Ripudaman Singh, PhD, MBA.
Chief Technology Officer at ARCEDI Biotech Aps, Denmark
Ripudaman Singh has over 12 years of experience in research and leadership positions in Danish biotech companies developing technologies for the isolation and analysis of rare cells for molecular diagnostics. Currently he is the Chief Technology Officer at ARCEDI Biotech, which has launched the first ever noninvasive prenatal test on fetal cells isolated from maternal blood. This test is being offered to pregnant women in 5 different hospitals in the Central Region of Denmark. ARCEDI also holds two patents for the isolation and detection of such cells. He has a PhD in Medicine (Genetics of Human Longevity) from Aarhus University, Denmark, and MBA from Aarhus School of Business.

Erik A. Sistermans
He studies chemistry between 1983 and 1989 at the State University in Leiden. During his study he specialized in molecular genetics. He spent 6 months at the University Pierre and Marie Curie, Paris to study immunology and virology. Following his graduation he moved to the Catholic University of Nijmegen as PhD student. He started to work at the Department of Human Genetics, while the last three years were spent at the Department of Cell Biology and Histology. He obtained his PhD degree in 1966, the title of the thesis was “Murine creatine kinase B: cell –type specific expression and biochemical role”.

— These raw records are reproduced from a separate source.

PR #5234, opened 2018-03-13
fix reference mess when updating uninitialized things

### LINKED ISSUE #5215: BaseBridgeHandler.childHandlerInitialized will not be called if the bridge will be configured at runtime
**Steps to reproduce:**
Create a bridge device in PaperUI
Create a child device in PaperUI, but do not select the bridge
Open the child device configuration again and select now the bridge

**Expected result:**
The function childHandlerInitialized of the bridge will be called after the initialize function of child was called

**Current result:**
Only the initialize function of the child thing will be called.

sjka:
Whenever there was a ThingHandler which failed to initialize,
e.g. because of a missing/non-configured bridge, then the framework
would not updated this ThingHandler's Thing reference as soon
as there was an update on that Thing. As a result, the ThingHandler
operated on the old Thing instance with all its consequences.

fixes #5215

### DIFF
--- a/bundles/core/org.eclipse.smarthome.core.thing.test/src/test/java/org/eclipse/smarthome/core/thing/internal/ThingManagerOSGiJavaTest.java
+++ b/bundles/core/org.eclipse.smarthome.core.thing.test/src/test/java/org/eclipse/smarthome/core/thing/internal/ThingManagerOSGiJavaTest.java
@@ -25,6 +25,7 @@ import java.util.Dictionary;
 import java.util.Hashtable;
 import java.util.List;
 import java.util.Map;
+import java.util.concurrent.Semaphore;
 import java.util.concurrent.atomic.AtomicReference;
 import java.util.function.Function;
 
@@ -40,6 +41,7 @@ import org.eclipse.smarthome.core.common.SafeCaller;
 import org.eclipse.smarthome.core.items.ItemRegistry;
 import org.eclipse.smarthome.core.service.ReadyMarker;
 import org.eclipse.smarthome.core.service.ReadyService;
+import org.eclipse.smarthome.core.thing.Bridge;
 import org.eclipse.smarthome.core.thing.Channel;
 import org.eclipse.smarthome.core.thing.ChannelUID;
 import org.eclipse.smarthome.core.thing.ManagedThingProvider;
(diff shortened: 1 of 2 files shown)


bundles/core/org.eclipse.smarthome.core.thing.test/src/test/java/org/eclipse/smarthome/core/thing/internal/ThingManagerOSGiJavaTest.java
```diff
@@ -257,6 +265,228 @@ public void handleCommand(@NonNull ChannelUID channelUID, @NonNull Command comma
...
+        Bridge bridge = BridgeBuilder.create(BRIDGE_TYPE_UID, BRIDGE_UID).build();
+        managedThingProvider.add(bridge);
+        waitForAssert(() -> {
+            assertEquals(ThingStatus.ONLINE, bridge.getStatus());
+        });
+
+        Thing thing = ThingBuilder.create(THING_TYPE_UID, THING_UID).build();
+        managedThingProvider.add(thing);
+        waitForAssert(() -> {
+            assertEquals(ThingStatus.UNINITIALIZED, thing.getStatus());
```
maggu2810: The bridge is not required, correct?
So, wouldn't it be possible that we miss the uninitialized status (timing)?
Shouldn't we wait for online as this status should be reached and the thing should stay in?

maggu2810:
In the tests the bridge is not required. Correct?

Can give me some details about the expected behavior:
* bridge is created / added
* thing1 without an assigned bridge is created / added
* thing1 will not be initialized because a bridge is required and missing
* thing2 with the same UID as thing1 is created, thing2 has an assigned bridge (the above one)
* managed thing provider's update method is called with thing2
* childHandlerInitialized(...) must be called
* thingUpdated(...) is not called - because thing1 that required but miss a bridge has not been initialized before

Just to be sure: Is thing updated only be called if an initialized thing is updated by another initialized one?

bundles/core/org.eclipse.smarthome.core.thing.test/src/test/java/org/eclipse/smarthome/core/thing/internal/ThingManagerOSGiJavaTest.java
sjka: It technically (currently) is not required. But if it's missing, the handler throws a RuntimeException, therefore the ThingManager puts it back into UNINITIALIZED/HANDLER_INITIALIZATION_ERROR. We can't miss it here.

maggu2810: Ah ****, I missed the different `initialize` implementation as I tried to find the difference to the test below that waits for `ONLINE`.
Thanks and sorry :wink:

sjka:
> Just to be sure: Is thing updated only be called if an initialized thing is updated by another initialized one?

Correct. The assumption is that a handler which is not yet initialized is not capable of doing anything properly, therefore it also must not be bothered with thing updates:

https://github.com/eclipse/smarthome/blob/ec3cc58a493da1293c166513928ce92b8c85eeff/bundles/core/org.eclipse.smarthome.core.thing/src/main/java/org/eclipse/smarthome/core/thing/internal/ThingManager.java#L433-L435

It has been like that for quite a long time now.

You are implicitly bringing up a good point though: Currently we _are_ trying to initialize a handler, even though we could _know_ that its ThingType declared some supportedBridgeTypeUIDs. I actually think it would be safe to say that a thing handler with a type which declares such supportedBridgeTypeUIDs actually _requires_ a bridge. At least I'm not aware of any binding where the bridge is optional. So I think I'm gonna change that in [ThingManager.isInitializable(...)](https://github.com/eclipse/smarthome/blob/ec3cc58a493da1293c166513928ce92b8c85eeff/bundles/core/org.eclipse.smarthome.core.thing/src/main/java/org/eclipse/smarthome/core/thing/internal/ThingManager.java#L598) which makes the contract clearer and also eliminates one possible source of errors for ThingHandler implementations in bindings.

maggu2810:
> So I think I'm gonna change that

Would you like to add that change to this PR or to another one?

sjka:
I'll do that in another PR.

PR #5235, opened 2018-03-13
removed bridge-type config description URI from docu

sjka:
...in order to adapt the documentation to #50.


maggu2810:
Thanks

PR #5236, opened 2018-03-14
Paper UI: On item changed filter cached items

### LINKED ISSUE #5232: [PaperUI] performance issue
I'm not sure if this an issue or not. But I've got several "things" added in OH (72 channels in total for all of those things linked), one of the channels is constantly changing its value (every second, just a test) which causes a "items?recursive=false" request on every change. 

The problem is, all the responses for the "items?recursive=false" request contain ALL 72 links, e.g. even those 71 that never changes. 

I've been monitoring it for 1 hour, and it has downloaded 77mb of the "items?recursive=false" responses.

Is this something expected?

It is definitely making everything very slow, especially when the rest of the 72 channels start changing, because literally for every change PaperUI makes another request to get ALL 72 links.

Thanks

htreu:
Fixes #5232.

On item changes events filter items in the front end repository instead reloading the whole list.

Also:
* Refactor front end repositories to depend on abstract repository factory.
* Refactor repositories to be angularjs components.

### DIFF
--- a/extensions/ui/org.eclipse.smarthome.ui.paper/web-src/js/repositories/repositories-module.js
+++ b/extensions/ui/org.eclipse.smarthome.ui.paper/web-src/js/repositories/repositories-module.js
@@ -37,7 +37,7 @@
 
         function getAll(callback, refresh) {
             if (typeof callback === 'boolean') {
-                refresh = true;
+                refresh = callback;
                 callback = null;
             }
             var deferred = $q.defer();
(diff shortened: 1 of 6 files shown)


extensions/ui/org.eclipse.smarthome.ui.paper/web-src/js/repositories/repositories-module.js
```diff
@@ -0,0 +1,172 @@
...
+            setDirty : setDirty
+        };
+
+        function setDirty() {
+            self.dirty = true;
+        }
+
+        function getAll(callback, refresh) {
+            if (typeof callback === 'boolean') {
+                refresh = true;
```
sjka: for the `getAll(false)` case `refresh` should be assigned with the `callback` value

htreu:
Travis fails due to SafeCallerImplTest...

PR #5238, opened 2018-03-14
Define StateDescription readOnly optional - API breaking

### LINKED ISSUE #5237: DSL defined items miss readOnly setting from channel type
In Paper UI all item defined in the DSL are readOnly = false. This way temperature readings can be altered, etc.
The problem is that the first StateDescription found will define this setting. The GenericItemProvider in this case defines a default of `false`.

htreu:
Fixes #5237.

This makes the readOnly property of `StateDescription` optional as it is now modelled as `Boolean` and thus may be null.
The `ChannelConverter` reading the XML ChannelTypes defines a default value of false. This way the ChannelStateDescriptionProvider will as a last resort fall back to `false`.


bundles/core/org.eclipse.smarthome.core/src/main/java/org/eclipse/smarthome/core/types/StateDescription.java
```diff
@@ -98,7 +100,7 @@ public String getPattern() {
      *
      * @return true, if the state can only be read but not written
      */
-    public boolean isReadOnly() {
+    public @Nullable Boolean isReadOnly() {
```
maggu2810: As there is now a third possible value (`null`) that could be returned, we should change the JavaDoc and explain what is the intention of `null`.

maggu2810:
@kaikreuzer How should we handle such APIBreaking?
I normally update all ESH bundles or none, so the binary compatibility is for me not such important.
But IIRC it is important for some of you.

So, should we wait for some acks of different people in front of merging such stuff?

kaikreuzer:
@maggu2810 Right, such small changes can have a big impact as I have just [recently seen on openHAB](https://community.openhab.org/t/unit-support-knx-2-karaf-4-1-5-upgrade-and-more/41904/6?u=kai).
Also DT needs internal coordination on such changes - hence it would be welcome to only merge once at least one person from DT also approved it.
In general, we might want to leave a grace time of 2-3 days for breaking PRs, so that everyone has a chance to veto/comment before a merge.

sjka:
I fear in this case I will have to cast a veto!

This is indeed a pretty harmful change, as it not only breaks bindings but also "applications" sitting on top of the framework, doing something smart with it. A few `grep`s and asking around revealed several places which will cause unnecessary trouble for DT.

Conceptually this PR change absolutely makes sense, but I would suggest evolving the API in a compatible way, allowing a grace period having `@Deprecated` signatures. The constructor shouldn't be much of a problem (despite of looking awkward, `boolean` and `Boolean` essentially are different type). For the return type, you could simply add another method (e.g. `getReadOnly()`) and deprecate the `isReadOnly()` one, having it piggy-back on the new one but falling back to the previous default of `false` in case of `null`.

htreu:
I authored a new commit with a duplicated API just like @sjka suggested.

kaikreuzer:
I'd like to challenge the whole idea: On a closer look, I would claim that we are actually just mixing two different interfaces into a single one:
1. On the one side, we have the "state description providers", which are delivering partial/incomplete information about state descriptions. Those require a mechanism to express that they do NOT provide a certain information (that's why we want to use Boolean instead of boolean). For all those, the current way of using a constructor with xxx parameters where most are null is anyhow rather unpleasant - we should rather provide a builder for those.
2. On the other side there is the "state description service" which delivers complete state descriptions where "isReadOnly" will always return a boolean, but never null. By mixing both interfaces into one, we would not be able to express this.

I'd therefore think that the cleanest option would be to introduce a new `StateDescriptionFragment?/Part?/Xxx?` interface together with a builder. The `StateDescriptionService` could be kept fully backward compatible by querying the existing (old) `StateDescriptionProviders`as well as newly introduced `StateDescriptionFragmentProvider`s while returning the unchanged `StateDescription` interface and thus avoiding any API breakage.

htreu:
According to @kaikreuzer's comment I introduced a new infrastructure. The `StateDescriptionFragment` has all fields `@Nullable` and allows to provide only the parts of a StateDescription which are known to the current provider. The new `StateDescriptionFragmentProvider` replaces the legacy `StateDescriptionProvider` which is now marked deprecated.
The `StateDescriptionFragmentBuilder` should be used to create the new bean. It is also capable of merging StateDescription[Fragment]s via subsequent calls to `builder.withStateDescription[Fragment]`.

The old API is fully intact.

bundles/core/org.eclipse.smarthome.core.test/META-INF/MANIFEST.MF
```diff
@@ -9,6 +9,7 @@ Fragment-Host: org.eclipse.smarthome.core
 Import-Package: 
  groovy.lang,
  javax.measure.quantity,
+ net.bytebuddy,
```
maggu2810: Is this still necessary (WRT #5319)? I also don't identify the place you are using that package.

bundles/core/org.eclipse.smarthome.core.thing.xml/src/main/java/org/eclipse/smarthome/core/thing/xml/internal/StateDescriptionConverter.java
```diff
@@ -58,15 +58,15 @@ private BigDecimal toBigDecimal(Map<String, String> attributes, String attribute
...
+                throw new ConversionException(
+                        "The attribute '" + attribute + "' has not a valid decimal number format!", nfe);
             }
         }
 
         return defaultValue;
     }
 
-    private boolean toBoolean(Map<String, String> attributes, String attribute, boolean defaultValue) {
+    private boolean extractReadOnly(Map<String, String> attributes, String attribute, Boolean defaultValue) {
```
maggu2810: Why has this method be renamed from `toBoolean` to `extractReadOnly`?
Reading the implementation of the method, I don't see any specific `readOnly` attribute stuff.
Sure, it is used for the `readOnly` atrribute, but the attribute itself is still a parameter and so not limited to that only use case.

bundles/core/org.eclipse.smarthome.core/src/main/java/org/eclipse/smarthome/core/types/StateDescriptionFragment.java
```diff
@@ -0,0 +1,80 @@
...
+ *
+ */
+public interface StateDescriptionFragment {
+
+    /**
+     * Returns the minimum value of an item state.
+     *
+     * @return minimum value of an item state
+     */
+    public @Nullable BigDecimal getMinimum();
```
maggu2810: Methods defined in interfaces are already implicit `public`.

bundles/core/org.eclipse.smarthome.core/src/main/java/org/eclipse/smarthome/core/types/StateDescriptionFragmentBuilder.java
```diff
@@ -0,0 +1,172 @@
...
+    private @Nullable String pattern;
+    private @Nullable Boolean readOnly;
+    private @Nullable List<StateOption> options;
+
+    public static StateDescriptionFragmentBuilder instance() {
+        return new StateDescriptionFragmentBuilder();
+    }
+
+    public StateDescriptionFragment build() {
+        return new StateDescriptionFragment() {
```
maggu2810: Hm, I would expect that if I call `build` on a fragment and I change the fragment after that, that it does not change the previously build reference...

extensions/binding/org.eclipse.smarthome.binding.digitalstrom/src/main/java/org/eclipse/smarthome/binding/digitalstrom/internal/providers/DsChannelTypeProvider.java
```diff
@@ -25,6 +25,7 @@
 import java.util.Set;
 
 import org.eclipse.smarthome.binding.digitalstrom.DigitalSTROMBindingConstants;
+import org.eclipse.smarthome.binding.digitalstrom.internal.lib.structure.devices.Device;
```
maggu2810: I don't see how this is related with this PR (as only an import is added but no other code change is done).

bundles/core/org.eclipse.smarthome.core/src/main/java/org/eclipse/smarthome/core/types/StateDescriptionFragmentBuilder.java
```diff
@@ -0,0 +1,179 @@
...
+    }
+
+    /**
+     * Set the builder fields from all non-null fields of the given {@link StateDescriptionFragment}.
+     *
+     * @param fragment a {@link StateDescriptionFragment} this builder should incorporate.
+     * @return the builder.
+     */
+    public StateDescriptionFragmentBuilder withStateDescriptionFragment(StateDescriptionFragment fragment) {
+        if (fragment.getMinimum() != null) {
```
htreu: This logic seems to be wrong: The builder is supposed to merge in the given StateDescriptionFragment. So it should not override its internal fields if already set. It should only take values for still unknown values.

J-N-K: What if I have a state description (let‘s say min, max, readonly) and want to change readonly, but leave the others untouched. 
As far as I understood I should create a fragment with all fields null, except the readonly field. If already set fields are not overridden, this change will not take effect. Is that intended?

maggu2810: @J-N-K I would expect:

```Java
StateDescriptionFragmentBuilder builder = StateDescriptionFragmentBuilder.instance().withStateDescription(stateDescription).withReadOnly(newReadOnlyValue);
```

htreu: Yes, correct.
With the latest code and behaviour as described above I did refactor the `withStateDescription...` methods to `mergeStateDescription...` and also adopted the JavaDoc. I hope with this it is clear that `with...` does override but `merge...` does not.

htreu:
@maggu2810 this is ready for the next review. Thanks.

bundles/core/org.eclipse.smarthome.core/src/main/java/org/eclipse/smarthome/core/types/StateDescriptionFragmentBuilder.java
```diff
@@ -0,0 +1,239 @@
...
+    private @Nullable String pattern;
+    private @Nullable Boolean readOnly;
+    private @Nullable List<StateOption> options;
+
+    /**
+     * Return a fresh builder instance.
+     *
+     * @return a fresh {@link StateDescriptionFragmentBuilder} instance.
+     */
+    public static StateDescriptionFragmentBuilder instance() {
```
sjka: Maybe it's personal bias, but to me the name `instance()` implies that I will get the singleton instance of it. We have `ThingBuilder.create(...)` and `ChannelBuilder.create(...)`. Admittedly I overlooked  `ThingTypeBuilder.instance(...)`, so it became inconsistent already, but my personal preference would be to keep it as consistent as possible and stay with the majority...

bundles/core/org.eclipse.smarthome.core/src/main/java/org/eclipse/smarthome/core/types/StateDescriptionFragmentBuilder.java
```diff
@@ -0,0 +1,239 @@
...
+
+    /**
+     * Merge the given {@link StateDescription}. Set all unset ({@code null}) fields of this builder to the values from
+     * the
+     * given {@link StateDescription}.
+     *
+     * @param legacy a {@link StateDescription} this builder should merge in.
+     * @return the builder.
+     */
+    public StateDescriptionFragmentBuilder mergeStateDescription(StateDescription legacy) {
```
sjka: Wouldn't that rather be a canditate for a `public static ... create(StateDescription)` method? Or did I miss a use-case?

bundles/core/org.eclipse.smarthome.core/src/main/java/org/eclipse/smarthome/core/types/StateDescriptionFragmentBuilder.java
```diff
@@ -0,0 +1,239 @@
...
+    /**
+     * Merge the given {@link StateDescriptionFragment}. Set all unset ({@code null}) fields of this builder to the
+     * values
+     * from the
+     * given {@link StateDescriptionFragment}.
+     *
+     * @param fragment a {@link StateDescriptionFragment} this builder should merge in.
+     * @return the builder.
+     */
+    public StateDescriptionFragmentBuilder mergeStateDescriptionFragment(StateDescriptionFragment fragment) {
```
sjka: IMHO this method mixes the to use-cases again: One is the "providing" side, i.e. a convenient API to express what aspects an actor "knows" about the state description. The other one is to then merge all this information in the StateDescriptionService - and this is internal logic and shouldn't be exposed to bindings et al.

bundles/core/org.eclipse.smarthome.core/src/main/java/org/eclipse/smarthome/core/types/StateDescriptionFragmentBuilder.java
```diff
@@ -0,0 +1,239 @@
...
+     * @param options the {@link StateOption}s for the resulting {@link StateDescriptionFragment}.
+     * @return this builder.
+     */
+    public StateDescriptionFragmentBuilder withOptions(List<StateOption> options) {
+        this.options = options;
+        return this;
+    }
+
+    /**
+     * Merge the given {@link StateDescriptionFragment}. Set all unset ({@code null}) fields of this builder to the
```
sjka: The fact that it only merges yet unfilled parameters is surprising - the intuitive way would be to use all non-null values of `fragment` and override `this`'s fields with them.

To me this is rather an indicator that this shouldn't be a `merge...()`-method but rather a `static create(SDF)`  which pre-initializes the builder with the given values.

bundles/core/org.eclipse.smarthome.core/src/main/java/org/eclipse/smarthome/core/types/StateDescriptionFragmentBuilder.java
htreu: agreed.

bundles/core/org.eclipse.smarthome.core/src/main/java/org/eclipse/smarthome/core/types/StateDescriptionFragmentBuilder.java
htreu: Thanks for pointing me to it. I had the feeling too but was not able to turn it into code ;-)

htreu: For the `create(StateDescription legacy)` method your arguments hold true and I will refactor it that way.
For the StateDescriptionFragment merging I will try to refactor it in a way which is less surprising. Maybe an extra class or directly in the StateDescriptionService.

htreu:
@sjka friendly ping :-)

bundles/core/org.eclipse.smarthome.core/src/main/java/org/eclipse/smarthome/core/internal/types/StateDescriptionFragmentImpl.java
```diff
@@ -0,0 +1,171 @@
...
+
+    /**
+     * Merge the given {@link StateDescriptionFragment}. Set all unset ({@code null}) fields of this instance to the
+     * values from the given {@link StateDescriptionFragment}.
+     *
+     * @param fragment a {@link StateDescriptionFragment} this instance should merge in.
+     * @return this instance with the fields merged.
+     */
+    public StateDescriptionFragment merge(StateDescriptionFragment fragment) {
+        if (this.minimum == null) {
```
sjka: I'm still surprised 😉 Wouldn't the intuitive way be 

```java
if (fragment.getMinimum() != null) {
  this.minimum = fragement.getMinimum();
}
```

?
At least _I_ would expect a "newest wins" strategy here (and for all others below). Which would be in compliance with 

> the higher [the rank], the more like it [the provided fragment] is going to win

in [StateDescriptionFragmentProvider.getRank()](https://github.com/eclipse/smarthome/pull/5238/files#diff-71d98e857913c7aaf3a5650f924b1a68R51).

htreu: See also this test case: https://github.com/eclipse/smarthome/pull/5238/files#diff-df777383266487f98708b37c495e6960R175

htreu:
rebased on master.

bundles/core/org.eclipse.smarthome.core/src/main/java/org/eclipse/smarthome/core/internal/types/StateDescriptionFragmentImpl.java
sjka: You're right:

https://github.com/eclipse/smarthome/blob/a31b18d194fe4310d29885db0dd924955989c7eb/bundles/core/org.eclipse.smarthome.core/src/main/java/org/eclipse/smarthome/core/internal/service/StateDescriptionServiceImpl.java#L43-L49

Had to read it three times until it clicked... Wich brings me back to my most favorite "principle of least surprise": Shouldn't we also swap the comparison in order to sort it the other way round then?

htreu: Aren't these implementation details? I don't mind turning both logics around, but I would like to have this one merged first. And then concentrate on this specific topic on a new PR. wdyt?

He started to work as clinical laboratory geneticist at the section of DNA Diagnostics of the Department of Human Genetics in Nijmegen in 1994. He specialized in the genetics of intellectual disability and neurological disorders. He moved to the VU University Medical Center in 2007, and became head of the section of Genome Diagnostics at the Department of Clinical Genetics. He was appointed to be the deputy head of the department.
He was the member of the Steering Committee of the United Kingdom External Quality Assessment Schemes for Molecular Genetics (UK-NEQAS). He is assessor of the Friedrich Ataxia best practice scheme of the European Molecular Genetics Quality Network (EMQN) and he is member of the specialist advisory group of the joined cytogenetics and molecular genetics scheme for rapid aneuploidy detection of UK-NEQUAS). He is the chair of the Clinical Genetics steering group of the Hartwig Medical Foundation, and project leader of the TRIDENT study which aims at implementing NIPT in The Netherlands.